Third, the Task Force wants to get to a place where people are free to experiment and build interesting things, and where it is not a haven for fraudsters. One of the reasons that U.S. capital markets are so strong, efficient, and effective is that we have rules in place that are designed to protect investors and the integrity of our markets, and we enforce them. We have no tolerance for liars, cheaters, and scammers. As the Task Force works to help develop this regulatory framework, it will carefully consider anti-fraud protections. If the Commission finds that fraud is beyond our jurisdiction, it can refer the matter to sister regulators. If it does not fall within the jurisdiction of any regulator, the Commission can notify Congress of the loophole.

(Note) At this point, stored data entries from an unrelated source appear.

PR #32376, opened 2024-11-06
fix: Avoid rejecting releases when `extractVersion` is used

zharinov:
## Changes

We don't preserve original versions, so it's impossible to provide them as the additional  information to the postprocess phase.

There is two options:
- preserve such information and provide it to the downstream code
- don't be so strict about rejected versions

This PR implements the latter approach since it's the simplest one.


lib/modules/datasource/postprocess-release.ts
```diff
@@ -49,6 +49,20 @@ export async function postprocessRelease(
     );
 
     if (result === 'reject') {
+      if (config.extractVersion) {
+        logger.debug(
```
rarkins, line 53: Trace maybe?

zharinov: Don't know, I think it's rare combination, so maybe it's good to have it at the debug level

rarkins (approved):

PR #32428, opened 2024-11-09
refactor(platform/gitlab): fix api reponse type in `createPr` fn

RahulGautamSingh:
## Changes
Use correct return type in the `createPr` function. And fix the tests + snaps accordingly.

## Context
Instead of using `Pr & { iid: number}` which works but is wrong cause many of the corresponding field in the actual repsonse from api has different names. Eg. `source_branch` in response but `sourceBranch` in type `Pr`. 

This also means that we have been saving the pr info in wrong/incorrect form in the runtime config list as well as the snaps are based on this wrong structure which is not good.


lib/modules/platform/gitlab/index.spec.ts
```diff
@@ -3110,7 +3166,6 @@ describe('modules/platform/gitlab/index', () => {
           number: 1,
           prTitle: 'title',
           prBody: 'body',
-          state: 'closed',
```
secustor, line 3113: This shouldn't be missing

secustor: Where is the switch from `closed` and `open` coming from?

viceice (commented):
please split test and code refactoring to separate PR so the risk for regression is much lower

lib/modules/platform/gitlab/index.spec.ts
RahulGautamSingh: It should not be closed the test description says add/remove labels. No, logic to add/remove labels & close a pr so I changed it to `open`.

RahulGautamSingh:
> please split test and code refactoring to separate PR so the risk for regression is much lower

For `createPr` function the types used are wrong as they do not match the response we get from the api, hence the test and snaps are wrong too. Cannot correct one without disturbing the other.

I have split the `getPr` and `fetchPrList` refactoring in [another PR](https://github.com/renovatebot/renovate/pull/32566) which do not affect any tests. But `createPr` will have to get both code and test refactor together.

viceice (commented):
blocked

viceice (approved):

PR #32432, opened 2024-11-10
feat(manager/rust-toolchain): Add support for rust toolchain versioning

kyle-leonhard:
## Changes

This PR adds a new manager that manages Rust toolchain versions in `rust-toolchain.toml` files based on releases in the [rust-lang/rust](https://github.com/rust-lang/rust) github repository. The relevant Rust docs are here: https://rust-lang.github.io/rustup/overrides.html

## Context

Renovate supports updating Cargo crates but not the Rust toolchain itself. This has been discussed here, for example: https://github.com/renovatebot/renovate/discussions/24762.

Rust allows for the toolchain version (e.g. 1.82.0) to be specified as an override in the `channel` key in a `rust-toolchain.toml` file ([docs](https://rust-lang.github.io/rustup/overrides.html#the-toolchain-file)). The version may be specified either as a fully qualified version (e.g. 1.82.0) a major.minor version (e.g. 1.82) or as a named release (e.g. beta, nightly, stable, nightly-2014-11-15). This PR ignores named releases.

https://github.com/rust-lang/rust releases are the datasource.


docs/usage/rust.md
```diff
@@ -52,3 +52,18 @@ module.exports = {
...
+## How it works
+
+1. Renovate searches in each repository for any `rust-toolchain.toml` files that apply [overrides](https://rust-lang.github.io/rustup/overrides.html#the-toolchain-file)
+1. Renovate extracts existing the version from the `channel` key/value, ignoring any `nightly`, `beta` or `stable` release references (e.g. "stable", "nightly-2014-12-18")
+1. Renovate resolves the Rust toolchain version using the [rust-lang/rust](https://github.com/rust-lang/rust) Github repositories releases.
+1. If Renovate finds an update, Renovate will update the version in `rust-toolchain.toml`
+
+## Enabling Rust Modules Updating
+
+TODO: I'm not sure whether it's ok to enable a new manager by default.
```
rarkins, line 69: Is this something different than Cargo modules?

lib/modules/manager/api.ts
rarkins, line 1: I think it might be better to rename this `rust-toolchain`

lib/modules/versioning/rust/index.ts
```diff
@@ -0,0 +1,24 @@
...
+export const id = 'rust';
+export const displayName = 'Rust';
+export const urls = [
+  'https://rust-lang.github.io/rustup/overrides.html#the-toolchain-file',
+];
+export const supportsRanges = false;
+
+export class RustVersioningApi extends RegExpVersioningApi {
+  // Format described in https://rust-lang.github.io/rustup/overrides.html#the-toolchain-file
+  // Examples: 1.82.1, 1.82
```
rarkins, line 13: Does 1.82 mean 1.82.0? i.e. it's traditional to drop the patch .0?

lib/modules/manager/rust/readme.md
```diff
@@ -0,0 +1 @@
+This will maintain `rust-toolchain.toml` files. Available versions will be determined from the official Rust Github repository.
```
rarkins, line 1:
```suggestion
This will maintain `rust-toolchain.toml` files.
Available versions will be determined from the official Rust Github repository.
```

One line per sentence

lib/modules/versioning/rust/index.spec.ts
```diff
@@ -0,0 +1,101 @@
...
+    ({ version, major, minor, patch }) => {
+      expect(versioning.getMajor(version)).toBe(major);
+      expect(versioning.getMinor(version)).toBe(minor);
+      expect(versioning.getPatch(version)).toBe(patch);
+    },
+  );
+
+  it.each`
+    version      | other        | expected
+    ${'1.82.0'}  | ${'1.82.0'}  | ${true}
```
rarkins, line 51:
```suggestion
    ${'1.82'}    | ${'1.82.0'}  | ${true}
    ${'1.82.0'}  | ${'1.82.0'}  | ${true}
```

lib/modules/versioning/rust/index.spec.ts
```diff
@@ -0,0 +1,101 @@
...
+  `(
+    'matches("$version", "$other") === $expected',
+    ({ version, other, expected }) => {
+      expect(versioning.matches(version, other)).toBe(expected);
+    },
+  );
+
+  it.each`
+    version     | other       | expected
+    ${'1.82.0'} | ${'1.83.0'} | ${false}
```
rarkins, line 81:
```suggestion
    ${'1.82.1'} | ${'1.82'}   | ${true}
    ${'1.81.1'} | ${'1.82'}   | ${false}
    ${'1.82.0'} | ${'1.83.0'} | ${false}
```

lib/modules/manager/rust/index.ts
```diff
@@ -0,0 +1,14 @@
+import type { Category } from '../../../constants';
+import { GithubReleasesDatasource } from '../../datasource/github-releases';
+import * as rustVersioning from '../../versioning/rust';
+
+export { extractPackageFile } from './extract';
+
+export const supportedDatasources = [GithubReleasesDatasource.id];
+
+export const defaultConfig = {
+  fileMatch: ['(^|/)rust-toolchain\\.toml?$'],
```
rarkins, line 10:
```suggestion
  fileMatch: ['(^|/)rust-toolchain(\\.toml)?$'],
```

Isn't it the entire .toml extension which should be optional like this?

lib/modules/manager/rust/extract.ts
```diff
@@ -0,0 +1,19 @@
...
+    depName: 'rust',
+    packageName: 'rust-lang/rust',
+    currentValue: content.trim(),
+    datasource: GithubReleasesDatasource.id,
+  };
+  return {
+    deps: [dep],
+    // Format described in https://rust-lang.github.io/rustup/overrides.html#the-toolchain-file
+    // Examples: 'channel = "1.82.1"', 'channel = "1.82"'
+    matchStrings: ['channel\\s*=\\s*"(?<currentValue>\\d+\\.\\d+(\\.\\d+)?)"'],
```
rarkins, line 17:
```suggestion
```

lib/modules/manager/rust/extract.ts
```diff
@@ -0,0 +1,19 @@
+import { logger } from '../../../logger';
+import { GithubReleasesDatasource } from '../../datasource/github-releases';
+import type { PackageDependency, PackageFileContent } from '../types';
+
+export function extractPackageFile(content: string): PackageFileContent {
+  logger.trace('rust.extractPackageFile()');
+  const dep: PackageDependency = {
+    depName: 'rust',
+    packageName: 'rust-lang/rust',
+    currentValue: content.trim(),
```
rarkins, line 10: This will include the entire contents of the (toml) file as currentValue, which I think is incorrect

lib/modules/manager/rust/extract.ts
```diff
@@ -0,0 +1,19 @@
...
+    datasource: GithubReleasesDatasource.id,
```
rarkins, line 11: Does the rust toolchain install directly from github releases? e.g. a second after a new release is published on github.com, it's possible to install it using rust toolchain?

rarkins (changes requested):

docs/usage/rust.md
```diff
@@ -52,3 +52,18 @@ module.exports = {
...
+## How it works
+
+1. Renovate searches in each repository for any `rust-toolchain.toml` files that apply [overrides](https://rust-lang.github.io/rustup/overrides.html#the-toolchain-file)
+1. Renovate extracts existing the version from the `channel` key/value, ignoring any `nightly`, `beta` or `stable` release references (e.g. "stable", "nightly-2014-12-18")
+1. Renovate resolves the Rust toolchain version using the [rust-lang/rust](https://github.com/rust-lang/rust) Github repositories releases.
+1. If Renovate finds an update, Renovate will update the version in `rust-toolchain.toml`
+
+## Enabling Rust toolchain updating
+
+TODO: I'm not sure whether it's ok to enable a new manager by default.
```
rarkins, line 69: It's OK for it be default if it's simple enough to be considered "reliable" from day one

lib/modules/versioning/rust/index.ts
rarkins: This means that it's to be treated as a range and not as a version

lib/modules/versioning/rust/index.ts
```diff
@@ -0,0 +1,201 @@
...
+export const supportsRanges = true;
+export const supportedRangeStrategies: RangeStrategy[] = [
+  'bump',
+  'pin',
+  'replace',
+];
+
+// Format described in https://rust-lang.github.io/rustup/overrides.html#the-toolchain-file
+// Versions may be fully qualified: <major>.<minor>.<patch> (e.g. 1.82.1), indicating an exact version.
+// Or version may be inexact: <major>.<minor> (e.g. 1.82), allowing patch level changes.
```
rarkins, line 22: Where did you find the inexact definition? On that page I see the definition as:

```
<channel>[-<date>]

<channel>       = stable|beta|nightly|<major.minor.patch>
<date>          = YYYY-MM-DD
```

This doesn't indicate patch as optional

lib/modules/manager/rust/extract.ts
```diff
@@ -0,0 +1,26 @@
+import { regEx } from '../../../util/regex';
+import { GithubReleasesDatasource } from '../../datasource/github-releases';
+import { regexMatchAll } from '../custom/regex/utils';
+import type { PackageDependency, PackageFileContent } from '../types';
+
+const channelRegex = regEx(
+  /channel\s*=\s*"(?<currentValue>\d+\.\d+(\.\d+)?)"/,
+  'g',
+);
```
rarkins, line 9: My preference: always capture the channel= line, no matter what the value is. Then let versioning take care of whether it's something we can upgrade or not. At least users will know that we found it, and it's not upgradeable

rarkins (changes requested):

lib/modules/manager/rust/extract.ts
rami3l: @kyle-leonhard As far as rustup is concerned, we use https://static.rust-lang.org/dist/rust-1.80-beta-aarch64-apple-darwin.tar.gz.sha256 as the single source of truth (replace `1.80-beta` and `aarch64` according to your situation.

rami3l: @kyle-leonhard As a matter of fact, we do GitHub tagging after other steps (https://github.com/rust-lang/promote-release/blob/110ad45f13ac5f0aa660acc218c090c6b24f14c8/src/main.rs#L246-L263), so I guess it's a reasonable reference to be used here as well.

lib/modules/manager/rust-toolchain/extract.ts
```diff
@@ -0,0 +1,23 @@
...
+  const deps: PackageDependency[] = [];
+  for (const match of regexMatchAll(channelRegex, content)) {
+    const groups = match.groups;
+    if (groups) {
+      const { currentValue } = groups;
+      deps.push({
+        depName: 'rust',
+        packageName: 'rust-lang/rust',
+        currentValue,
+        datasource: GithubReleasesDatasource.id,
```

Fourth, the Task Force is working to help create a regulatory framework that both achieves the Commission’s important regulatory goals (including protecting investors) and preserves the industry’s ability to provide products and services. That framework will be within the Commission’s statutory authority, and we will work with other regulators operating within their statutory authority. Existing regulations do not allow products under our jurisdiction to compete freely. Congress has set the parameters, and the Commission will apply them. Congress has also given us waivers, and the Commission will use them where appropriate. If Congress directs the Commission to impose requirements on market participants, SEC rules will not let you do whatever you want, whenever you want. Some of these rules will impose costs and other compliance burdens that some people may find irritating, and the Commission will use its enforcement tools to pursue violations when necessary.
Fifth, Commission staff is working diligently to process applications for exemption relief, requests for no-action letters, and registration statements, but rising volumes may present challenges. Adherence to technical and legal requirements, sound legal analysis, and thorough and timely responses to staff questions help conserve Commission resources and achieve clearer regulatory goals more quickly and smoothly. As always, such diligence will help applications move more smoothly through the approval process; conversely, a lack of such diligence may result in unnecessary delays. First in does not mean first out.
Sixth, a renewed commitment to a better regulatory environment should not be viewed as an endorsement of any cryptocurrency or token. The Commission does not endorse any product or service, regardless of whether such coin or token is within our jurisdiction; there is no such thing as an SEC stamp of approval. It’s easy to issue tokens, and if people want to buy a token or product that lacks a clear long-term value proposition, they should be free to do so, but they shouldn’t be surprised if the price drops one day. In this country, people generally have the right to make their own decisions, but that wonderful American freedom is matched by the equally wonderful American expectation that people must make their own decisions, not expect the government to tell them what to do or not do, or to bail them out if they do something terrible.
Now, with those rather cursory disclaimers, let’s talk about the work the Task Force is doing in partnership with staff across the Commission’s policy divisions. We will be working with the federal government, state securities regulators, and our international counterparts. We invite builders, enthusiasts, and skeptics to join us in exploring what the final rule should be and what interim measures might help foster innovation in the meantime. Commission staff has achieved one milestone—withdrawing Staff Accounting Bulletin 121—but there is much more work to do. [4] This list is not exhaustive, nor is it presented in order of priority or expected completion.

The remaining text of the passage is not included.